WKS Śląsk wygrał pierwszy mecz w Słupsku!

WKS Śląsk wygrał pierwszy mecz w Słupsku!

3 maja 2022 Wyłączono przez Artur Kąciak

Świetny występ WKS Śląska w hali Gryfia w Słupsku! Wrocławianie pokonali Grupa Sierleccy Czarnych 77:57 i prowadzą 1-0 w serii do trzech zwycięstw. Mecz nr 2 już w czwartek. Transmisja od 17:30 w Polsat Sport News.

Gospodarze weszli w to spotkanie z większą energią – dzięki trafieniom Billy’ego Garretta oraz Mikołaja Witlińskiego byli na początku lepsi o pięć punktów. Później aktywni Ivan Ramljak i Travis Trice zmniejszali straty do zaledwie punktu. WKS Śląsk nie był jednak w stanie doprowadzić chociażby do remisu. Rzuty wolne Kalifa Younga i Dawida Słupińskiego sprawiły, że po 10 minutach było 23:20. Zaraz na początku drugiej kwarty do wyrównania doprowadził jednak Łukasz Kolenda, a po chwili przewagę dał Martins Meiers. Teraz to ekipa trenera Andreja Urlepa była stroną z ofensywną inicjatywą, co było zasługą głównie rewelacyjnego Travisa Trice’a. Po jego kolejnym rzucie różnica wynosiła nawet dziewięć punktów, ale Beau Beech rzutami wolnymi ustalił wynik po pierwszej połowie na 35:41.

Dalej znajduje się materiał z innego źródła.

PR #3006, opened 2026-04-29
test(quickjs): add benchmarks

hntrl:
Adds a memory benchmark mode to CI, adds a benchmark suite for quickjs, and wires it into CI so benchmark regressions

## Changes

- Add QuickJS benchmark test modules under `tests/benchmarks` using fake chat models:
  - memory-focused scenarios (`console.log` and PTC tool usage) with parameterized concurrency
  - throughput-focused scenarios including repeated single-thread runs and multi-turn same-context persistence on a shared `thread_id`
- Add a `benchmark` make target for QuickJS package benchmark execution.
- Register benchmark-related pytest markers in QuickJS test config and add benchmark dependencies (`pytest-benchmark`, `pytest-codspeed`).
- Extend reusable CodSpeed workflow (`_benchmark.yml`) with optional memory-mode execution behind `has-memory-benchmarks`.
- Add a QuickJS benchmark job in `ci.yml` that:
  - runs on QuickJS package changes
  - enables memory benchmark mode for QuickJS
  - is included in the `ci_success` required job aggregation
- Update QuickJS change detection filters so `_benchmark.yml` changes also trigger QuickJS benchmark CI.

### DIFF
--- a/libs/partners/quickjs/tests/benchmarks/_common.py
+++ b/libs/partners/quickjs/tests/benchmarks/_common.py
@@ -1,0 +1,115 @@
+"""Shared helpers for QuickJS CodSpeed benchmark suites."""
+
+from __future__ import annotations
+
+from collections.abc import (
+    Iterator,  # noqa: TC003  # pydantic resolves this annotation at runtime
+    Sequence,  # noqa: TC003  # used in runtime-accessed annotations
+)
+from typing import TYPE_CHECKING, Any
+
+from deepagents import create_deep_agent
+from langchain_core.language_models.fake_chat_models import GenericFakeChatModel
+from langchain_core.messages import AIMessage, HumanMessage, ToolMessage
+from langchain_core.tools import tool
+from pydantic import Field
+
+if TYPE_CHECKING:
+    from langchain_quickjs import REPLMiddleware
+
+CONSOLE_LOG_CODE = "for (let i = 0; i < 200; i += 1) {  console.log(`line-${i}`);}'ok';"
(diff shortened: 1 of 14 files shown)


libs/partners/quickjs/tests/benchmarks/_common.py
```diff
@@ -0,0 +1,115 @@
...
+THROUGHPUT_ITERATIONS = 200
+
+
+class FakeChatModel(GenericFakeChatModel):
+    """Generic fake chat model whose ``bind_tools`` keeps scripted messages."""
+
+    messages: Iterator[AIMessage | str] = Field(exclude=True)
+
+    def bind_tools(self, tools: Sequence[Any], **_: Any) -> FakeChatModel:
+        del tools
```
eyurtsev:
```suggestion
```

libs/partners/quickjs/tests/benchmarks/test_quickjs_memory.py
```diff
@@ -0,0 +1,91 @@
...
+    """Benchmarks that compare Python heap pressure under common REPL workloads."""
+
+    def _run_concurrent_memory_workload(
+        self,
+        *,
+        thread_count: int,
+        code: str,
+        use_ptc: bool,
+    ) -> None:
+        start_barrier = threading.Barrier(thread_count)
```
eyurtsev: threading barrier isn't needed here if thread pool executor already limits the max number of works to be equal to thread_count

PR #3049, opened 2026-04-30
feat(quickjs): surface tool exceptions as the original error

ccurme:
If a tool raises an exception and is invoked in the REPL, we now generally propagate that exception (consistent with ToolNode for vanilla tools):
```python
from langchain.tools import tool
from langchain_quickjs import REPLMiddleware

@tool
def my_tool(x: int) -> int:
    """Test tool."""
    raise ValueError()  # <-- now raises


agent = create_deep_agent(
    "openai:gpt-5.4",
    middleware=[REPLMiddleware(ptc=[my_tool])],
)

input_message = {
    "role": "user",
    "content": "Use the quickjs REPL to invoke my_tool with value 3.",
}

for step in agent.stream({"messages": [input_message]}, stream_mode="values"):
    step["messages"][-1].pretty_print()
```
Two exceptions to this:

1. If the `eval` code wraps the tool invocation in a `try / catch`, we substitute error message content with `"Host function failed"` as before to guard against error-channel information disclosure as described in the quickjs-rs threat model [here](https://github.com/langchain-ai/quickjs-rs/blob/main/.github/THREAT_MODEL.md#t3-error-channel-information-disclosure).
2. If the tool is invoked with improper args, that exception is bubbled up out of `eval`, but is caught and handled by ToolNode in the usual way.

Requires https://github.com/langchain-ai/quickjs-rs/pull/17.


libs/partners/quickjs/langchain_quickjs/_repl.py
```diff
@@ -620,25 +630,12 @@ async def _aeval_async(  # noqa: C901
             outcome.error_type = "OutOfMemory"
             outcome.error_message = str(e)
         finally:
-            self._ptc_state = None
+            self._ptc_state = prev_ptc_state
```
ccurme, line 651: there's a race condition that the previous HostError masking was hiding. When two evals overlap, the one that loses the race used to clear `_ptc_state` in its finally block while the winner was still running. So the winner's next call would hit the "PTC bridge called outside active eval" check and raise. Here we save the previous one and put it back, so the winner's state survives the loser's cleanup.

libs/partners/quickjs/pyproject.toml
```diff
@@ -55,6 +55,7 @@ test = [
 
 [tool.uv.sources]
 deepagents = { path = "../../deepagents", editable = true }
+quickjs-rs = { git = "https://github.com/langchain-ai/quickjs-rs", branch = "cc/error_handling_2" }
```
eyurtsev: do we want this?

ccurme: this is temporary, will not land with this, will update once we release quickjs-rs

hntrl (dismissed):

PR #3063, opened 2026-05-01
feat(cli): reconnect logic using metadata for `deepagents deploy`

emanbareket:
Fixes #

---

Previously, deploy-generated graphs only cached sandbox backend objects in the process-local _SANDBOXES dictionary. If the graph was reloaded, imported in another module instance, or served by another process, the cache could miss and create a new remote sandbox for the same thread or assistant. That is especially problematic for assistant-scoped sandboxes and for any code outside the graph that needs to resolve the same sandbox.

This PR makes deployed sandbox resolution more robust by persisting sandbox IDs in LangGraph metadata and reconnecting to existing sandboxes on cache miss. This builds on reconnect behavior that already exists in the CLI sandbox factory. Note that the existing reconnect behavior in CLI does not support reconnecting for daytona, so this currently does not either, but that should be investigated further.


libs/cli/deepagents_cli/deploy/templates.py
eyurtsev, line 31: _SANDBOXES at the global namespace doesn't look correct. Do we know why this is happening?

libs/cli/deepagents_cli/deploy/templates.py
```diff
@@ -103,12 +136,51 @@ def _get_or_create_sandbox(cache_key):
         ) from e
     backend = LangSmithSandbox(sandbox)
     _SANDBOXES[cache_key] = backend
-    logger.info(
```
eyurtsev, line 106: why is the logging statement removed?

libs/cli/deepagents_cli/deploy/templates.py
```diff
@@ -153,6 +251,38 @@ def _get_or_create_sandbox(cache_key):
...
+    if record.get("provider") != "modal" or not isinstance(sandbox_id, str):
+        return None
+
+    try:
+        import modal
+
+        sb = modal.Sandbox.from_id(sandbox_id)
+        logger.info("Reconnected Modal sandbox %s for key %s", sandbox_id, cache_key)
+        return ModalSandbox(sandbox=sb)
+    except Exception:
```
eyurtsev, line 380: Could we wrap only the lines:

```python
import modal
sb = modal.Sandbox.from_id(sandbox_id)
```

So the try/except is as narrow as possible? Ideally

libs/cli/deepagents_cli/deploy/templates.py
```diff
@@ -821,20 +1011,192 @@ def _factory(rt):
...
+    *, scope: str, thread_id: str | None, assistant_id: str | None
+) -> str:
+    if scope == "assistant":
+        return f"assistant:{{assistant_id}}"
+    return f"thread:{{thread_id or 'local'}}"
 
 
-def _build_backend_factory(assistant_id: str):
+# Validate that a sandbox record belongs to this generated deployment and scope.
+def _valid_sandbox_record(record: object, *, cache_key: str) -> dict | None:
```
eyurtsev: Let's use a TypedDict and explicitly declare what a "sandbox_record" is. But also if we can rename it so we don't use the word "record". instead "SandboxInfo" or something like that is a bit more typical for this use case.

Validation can be done with pydantic type adapter to make sure that the input type (which can be typed as Any if we want) gets converted into SandboxInfo


```python
class SandboxInfo(TypedDict):
   ...
```

libs/cli/deepagents_cli/deploy/templates.py
```diff
@@ -821,20 +1011,192 @@ def _factory(rt):
...
+    if record.get("image") != SANDBOX_IMAGE:
+        return None
+    if not isinstance(record.get("sandbox_id"), str):
+        return None
+    return record
+
+
+# Convert a resolved sandbox backend into the canonical persisted record shape.
+def _sandbox_record_for_backend(cache_key: str, backend) -> dict:
+    sandbox_id = getattr(backend, "id", None)
```
eyurtsev: Let's avoid using `getattr`. if the backend is a sandbox type then `id` always exists on it. Perhaps we could add type annotations for backend that are appropriate?

libs/cli/deepagents_cli/deploy/templates.py
```diff
@@ -821,20 +1011,192 @@ def _factory(rt):
...
+
+
+# Read the persisted sandbox record from thread or assistant metadata.
+async def _get_sandbox_record_from_metadata(
+    cache_key: str,
+    *,
+    scope: str,
+    thread_id: str | None,
+    assistant_id: str | None,
+) -> dict | None:
```
eyurtsev: Let's type the dict as SandboxInfo to be explicit about what the output of the function should be

libs/cli/deepagents_cli/deploy/templates.py
```diff
@@ -821,20 +1011,192 @@ def _factory(rt):
...
+                return None
+            target = await client.assistants.get(assistant_id)
+        else:
+            return None
+        metadata = target.get("metadata") or {{}}
+        return _valid_sandbox_record(
+            metadata.get(_SANDBOX_RECORD_KEY),
+            cache_key=cache_key,
+        )
+    except Exception:
```
eyurtsev: Why not let this crash? (we can provide a good error message, but also not return a None?)

libs/cli/deepagents_cli/deploy/templates.py
```diff
@@ -821,20 +1011,192 @@ def _factory(rt):
...
+async def _get_sandbox_record_from_metadata(
+    cache_key: str,
+    *,
+    scope: str,
+    thread_id: str | None,
+    assistant_id: str | None,
+) -> dict | None:
+    """Read the durable sandbox record for this thread/assistant scope."""
+    try:
+        from langgraph_sdk import get_client
```
eyurtsev: Let's move this import into global scope. local scope imports are reserved only for special cases in python (e.g., avoiding circular imports)

libs/cli/deepagents_cli/deploy/templates.py
```diff
@@ -821,20 +1011,192 @@ def _factory(rt):
...
+            "Failed to read sandbox metadata for key %s",
+            cache_key,
+            exc_info=True,
+        )
+        return None
+
+
+# Persist the canonical sandbox record back to thread or assistant metadata.
+async def _persist_sandbox_record_if_possible(
+    record: dict,
```
eyurtsev: let's type record appropriately. this is probably sandbox_info: SandboxInfo at this point?

libs/cli/deepagents_cli/deploy/templates.py
```diff
@@ -821,20 +1011,192 @@ def _factory(rt):
...
+            scope=scope,
+            thread_id=thread_id,
+            assistant_id=assistant_id,
+        )
+    return sandbox_backend, canonical_record
+
+
+def _build_backend_factory(
+    assistant_id: str,
+    initial_sandbox_record: dict | None = None,
```
eyurtsev: `initial_sandbox_record` -> `sandbox_info: Any` ? if it's not validated yet

libs/cli/deepagents_cli/deploy/templates.py
```diff
@@ -103,12 +136,51 @@ def _get_or_create_sandbox(cache_key):
...
+# Reconnect to an existing LangSmith sandbox from a validated sandbox record.
+def _reconnect_sandbox(
+    cache_key,
+    *,
+    scope=None,  # noqa: ARG001
+    thread_id=None,  # noqa: ARG001
+    assistant_id=None,  # noqa: ARG001
+    sandbox_record=None,
+):
+    record = sandbox_record
```
eyurtsev: * Could we avoid locally renaming variables?
* Could we add a type annotation to sandbox_record? (sandbox_info?)

libs/cli/deepagents_cli/deploy/templates.py
```diff
@@ -103,12 +136,51 @@ def _get_or_create_sandbox(cache_key):
...
+    if not record:
+        return None
+    sandbox_id = record.get("sandbox_id")
+    if record.get("provider") != "langsmith" or not isinstance(sandbox_id, str):
```
eyurtsev: Could we raise an exception here instead of returning None? If we're trying to connect to a non langsmith provider using langsmith code that's an internal logic error in the server and shouldn't be possible

libs/cli/deepagents_cli/deploy/templates.py
```diff
@@ -821,20 +1011,192 @@ def _factory(rt):
...
+            target = await client.assistants.get(assistant_id)
+            metadata = dict(target.get("metadata") or {{}})
+            metadata[_SANDBOX_RECORD_KEY] = record
+            await client.assistants.update(assistant_id, metadata=metadata)
+    except Exception:
+        logger.warning(
+            "Failed to persist sandbox metadata for key %s",
+            record.get("cache_key"),
+            exc_info=True,
+        )
```
eyurtsev: re-raise exception?

libs/cli/deepagents_cli/deploy/templates.py
```diff
@@ -821,20 +1011,192 @@ def _factory(rt):
...
-            cache_key = f"thread:{{thread_id}}"
-        sandbox_backend = _get_or_create_sandbox(cache_key)
+        configurable = get_config().get("configurable", {{}})
+        thread_id = configurable.get("thread_id")
+        cache_key = _sandbox_cache_key(
+            scope=SANDBOX_SCOPE,
+            thread_id=thread_id,
+            assistant_id=assistant_id,
+        )
+        sandbox_record = _valid_sandbox_record(
```
eyurtsev: is the simpler variation correct? (i.e., or on the sandbox record, not on the _valid_sandbox_record)

```python
sandbox_record = _valid_sandbox_record(
   configurable.get(_SANDBOX_RECORD_KEY) or initial_sandbox_record,
   cache_key=cache_key
)
```

libs/cli/deepagents_cli/deploy/templates.py
emanbareket: It's the process local cache for sandboxes, this used to be the only source of truth before this pr. Not sure what the initial reasoning was.

libs/cli/deepagents_cli/deploy/templates.py
emanbareket: should not have been, added it back

libs/cli/deepagents_cli/deploy/templates.py
emanbareket: the difference is whether an existing but invalid sandbox record in the configurable can fall back to initial_sandbox_record or not. With the old version we can, with the simpler variation we can't. I would say we probably shouldn't fall back in this case so i'll keep your version.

W trzeciej kwarcie po rzucie Aleksandra Dziewy przyjezdni uciekli nawet na 12 punktów. Zespół trenera Mantasa Cesnauskisa miał problemy z konstruowaniem akcji ofensywnych, a niezbyt skutecznie przełamać się próbował Marek Klassen. Trójka Kerema Kantera sprawiła, że przyjezdni mieli 15 punktów przewagi. Niesamowity rzut z dystansu Beau Beecha poprawiał sytuację Grupa Sierleccy Czarnych, ale po 30 minutach było aż 45:61. W kolejnej części spotkania niewiele się zmieniało, bo to wrocławianie całkowicie kontrolowali wydarzenia na parkiecie. Zespół ze Słupska nie był w stanie poradzić sobie z dobrze zorganizowaną obroną rywali. Dodatkowo nadal niebezpieczny był Kanter i ostatecznie to WKS Śląsk zwyciężył aż 77:57!

Świetne spotkanie rozegrał ponownie Travis Trice – zdobył 18 punktów, 6 asyst i 5 zbiórek. Po 14 punktów dla gospodarzy zdobyli Beau Beech oraz Mikołaj Witliński.